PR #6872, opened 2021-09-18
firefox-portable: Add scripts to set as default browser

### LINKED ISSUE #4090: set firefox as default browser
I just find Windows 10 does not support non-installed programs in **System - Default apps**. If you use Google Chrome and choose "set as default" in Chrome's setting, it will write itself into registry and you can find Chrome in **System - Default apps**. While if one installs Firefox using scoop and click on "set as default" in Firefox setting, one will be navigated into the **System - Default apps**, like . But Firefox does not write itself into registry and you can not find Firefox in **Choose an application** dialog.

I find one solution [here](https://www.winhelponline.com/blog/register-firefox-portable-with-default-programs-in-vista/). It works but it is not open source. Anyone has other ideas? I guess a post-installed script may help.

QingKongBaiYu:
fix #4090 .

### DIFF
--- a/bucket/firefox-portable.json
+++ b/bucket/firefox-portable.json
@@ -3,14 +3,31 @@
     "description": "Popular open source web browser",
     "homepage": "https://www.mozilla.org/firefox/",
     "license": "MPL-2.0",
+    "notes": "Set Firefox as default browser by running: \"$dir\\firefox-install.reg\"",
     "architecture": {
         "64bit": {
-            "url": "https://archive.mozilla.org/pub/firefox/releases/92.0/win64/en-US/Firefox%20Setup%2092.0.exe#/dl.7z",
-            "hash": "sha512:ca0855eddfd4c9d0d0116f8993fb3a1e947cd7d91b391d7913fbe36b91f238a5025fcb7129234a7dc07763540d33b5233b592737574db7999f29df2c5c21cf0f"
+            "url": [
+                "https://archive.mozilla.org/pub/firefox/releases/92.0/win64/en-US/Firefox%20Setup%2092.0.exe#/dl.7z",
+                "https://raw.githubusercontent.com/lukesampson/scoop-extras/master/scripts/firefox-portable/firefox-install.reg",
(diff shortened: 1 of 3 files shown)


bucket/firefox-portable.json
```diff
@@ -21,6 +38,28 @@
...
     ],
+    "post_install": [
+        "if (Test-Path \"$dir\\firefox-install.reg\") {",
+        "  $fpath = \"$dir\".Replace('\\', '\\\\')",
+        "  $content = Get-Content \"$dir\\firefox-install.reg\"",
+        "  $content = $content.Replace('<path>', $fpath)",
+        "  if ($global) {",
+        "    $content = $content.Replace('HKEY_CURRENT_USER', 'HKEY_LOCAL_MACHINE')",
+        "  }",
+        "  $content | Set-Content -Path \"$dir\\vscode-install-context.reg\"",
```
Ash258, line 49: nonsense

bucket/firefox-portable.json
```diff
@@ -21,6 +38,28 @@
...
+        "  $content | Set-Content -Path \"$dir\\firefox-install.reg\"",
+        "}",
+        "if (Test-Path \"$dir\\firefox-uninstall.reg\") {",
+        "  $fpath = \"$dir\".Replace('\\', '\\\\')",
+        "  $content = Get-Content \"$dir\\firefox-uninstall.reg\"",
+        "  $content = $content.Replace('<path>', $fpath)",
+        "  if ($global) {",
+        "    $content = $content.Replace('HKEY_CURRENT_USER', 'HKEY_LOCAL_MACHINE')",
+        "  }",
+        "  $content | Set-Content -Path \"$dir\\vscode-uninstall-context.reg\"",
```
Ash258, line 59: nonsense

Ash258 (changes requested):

○ ○ ○

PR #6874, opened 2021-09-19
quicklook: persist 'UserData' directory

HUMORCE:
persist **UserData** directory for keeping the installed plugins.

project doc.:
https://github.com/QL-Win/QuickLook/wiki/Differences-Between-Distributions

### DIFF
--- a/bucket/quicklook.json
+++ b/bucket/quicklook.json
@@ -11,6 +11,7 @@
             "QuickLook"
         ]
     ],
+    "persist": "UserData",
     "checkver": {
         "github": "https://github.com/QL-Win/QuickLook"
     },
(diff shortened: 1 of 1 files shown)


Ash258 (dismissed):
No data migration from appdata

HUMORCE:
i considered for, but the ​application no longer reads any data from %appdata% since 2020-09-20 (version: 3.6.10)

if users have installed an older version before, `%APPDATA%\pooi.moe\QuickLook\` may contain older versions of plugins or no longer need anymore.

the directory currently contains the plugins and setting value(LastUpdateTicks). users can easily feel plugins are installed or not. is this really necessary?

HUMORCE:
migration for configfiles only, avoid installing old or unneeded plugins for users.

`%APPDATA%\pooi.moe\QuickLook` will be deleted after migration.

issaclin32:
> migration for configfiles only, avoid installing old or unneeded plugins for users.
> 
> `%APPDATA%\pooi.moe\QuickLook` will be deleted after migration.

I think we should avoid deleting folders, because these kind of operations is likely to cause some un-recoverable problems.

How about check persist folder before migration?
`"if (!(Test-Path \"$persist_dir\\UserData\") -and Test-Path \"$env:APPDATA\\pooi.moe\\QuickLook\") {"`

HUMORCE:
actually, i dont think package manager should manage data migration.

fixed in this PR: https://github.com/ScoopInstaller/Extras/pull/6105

○ ○ ○

| WHAT YOU NEED TO DO |
Within the listing above, how many lines contain "this"? Please respond with the number and nothing else.

| TASK RESPONSE |
2